Most of my life story fits the typical trans narrative pretty close, part of it doesn’t, because that’s how life works. Noticed a disturbance in the force at age 5 or so, shy withdrawn kid that avoided other boys and boy activities, sneaking off when my parents were asleep to play with makeup when I was 10, yadda yadda yadda. When I went off to college at 17, one of the first things I bought when I felt my time and money was my own was a dress. It was hideous. I looked ridiculous. I still remember it fondly. I wrote a zine about coming to terms with my social, political, and gender identity all through the late 1990s, because that’s what queer people did before the internet.
I first attempted transition back then as well. I still have my copy of “Melanie Speaks” and “Creating A Feminine Carriage” to show for it. A lot of awkward times in transsexual support groups where there’d be a circle of older trans women sitting bolt upright with their purses in their lap and I’d be there, slouching in my leather jacket and grocery store lipstick with the other ladies thinking “what the fuck is that thing?”. I vividly remember calling one of them a “fascist” when she was talking about her work perfecting radio triangulation for the purpose of locating pirate radio signals. There’s a surprising amount of us in the tech industry. I wonder why nobody does research on that, this disproportionately high interest in computer and electronic tech among trans women.
Anyway, time went on and I found myself abandoning transition because of expense and social pressure. This is not to say I “got over it” or whatever. It means I abandoned a medical procedure that was working because of finances and people trying to talk me out of it. It’s no coincidence that attempting to “live like a guy” or whatever and becoming a barely functioning alcoholic happened nearly simultaneously.
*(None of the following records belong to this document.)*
PR #2195, opened 2023-12-22
Force forward slashes when saving artifacts

christianversloot:
## Describe changes
When saving visualizations into S3 artifact stores, Windows-based pipeline runs generate backward slash based URIs because that's how `os.path.join` works on Windows. An example would be `s3://bucket\\visualize_principal_components\\output\\1a6d995d-1417-4c8c-89d0-99d0e5897d8e\\image_file.PNG`. Following that, loading the artifact from the artifact store fails because of a malformed key.

This PR attempts fixing the issue by forcing all paths to have forward slashes when saving artifacts.

* All URIs are forced to have forward slashes: those that are passed to `save_artifact` and when none are passed. 
* Windows and Linux based file systems seem to disallow creating files that have backslashes in their name, meaning that the risk of any failure modes being introduced there is _very low_ to _nonexistent_ (checked the approach with @strickvl).

## Pre-requisites

## Types of changes

## Summary by CodeRabbit

- **Bug Fixes**
  - Improved compatibility of artifact saving across different operating systems by ensuring URIs use forward slashes.


strickvl:
@coderabbitai review

christianversloot:
Unfortunately that proved to be too simple: replacing the URI at that location would only result in replacing the base path, not the eventual join between the base path and the file name.

This, unfortunately, required adding replaces at materializer level.

strickvl:
Nice! This is potentially a breaking change, I think, specifically for anyone who already has an artifact saved that includes a backslash?

christianversloot:
Two more changes:

* Added the backslash conversion to `materializer_object.uri` as well, to ensure that the UI displays the path correctly:

image

* Added an assertion to the general unit tests for materializers writing visualizations, to assert that `\\` is not present in any of the URIs in other words requiring any materializer that writes visualizations to add backslash conversion.

christianversloot:
> Nice! This is potentially a breaking change, I think, specifically for anyone who already has an artifact saved that includes a backslash?

Not sure if breaking. Old pipeline runs with failing paths keep failing after applying this PR, only new ones are saved correctly. For example, this path was saved with the original PR contents (before adding backslash conversion to the materializers themselves); even though it is now working, the original path keeps failing, so strictly speaking no backwards incompatibility there:

```
File 's3://BUCKET/visualize_raw_data/output/9c1e5696-f324-41db-a3f0-23eb6cb6e590\image_file.PNG' does not exist in artifact store 'store'.
```

If you'd like to correct these as well (which I'm not sure of) we'll probably need to add a database migration which applies backslash conversion to the paths of these artifacts / visualizations as well.

strickvl:
@christianversloot no your right. I think no need to retrospectively migrate / correct things that are still working. They're just saved in the DB using the 'incorrect' naming but they'd still be accessible etc as you say.

strickvl:
@coderabbitai review

strickvl (approved):
Looks good to me and the test failures are known.

strickvl:
@christianversloot thanks for handling this!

People talk about the “inauthenticity” of trans presentation, but for real me trying to act and live “like a man” was the fakest shit ever. All pomp and bombast and over-compensation. I used to take on this sort of “growl” with my voice to downplay how high-pitched it is; a leftover coping mechanism from puberty. People rightfully made fun of me for it; it sounded awful and fake. Living like this created a rift between me and people that cared about me; realizing that I had to fake it for them and not even sure if they wanted me to fake it for them. Being constantly suspicious that people preferred this act to who I was, meanwhile people saw right through the act despite myself. I wasn’t fooling anyone. Coming out after starting HRT, so many people sent me emails essentially saying “thank god I don’t have to keep pretending you’re a guy anymore” it reassured me that I was once again back on the right path.
This is a lot simpler than people make it out to be.
I’m not “becoming” anyone other than the person I’ve always been.
I’m not creating artifice, I’m abandoning it.
This is what I need to become more complete and whole as a person.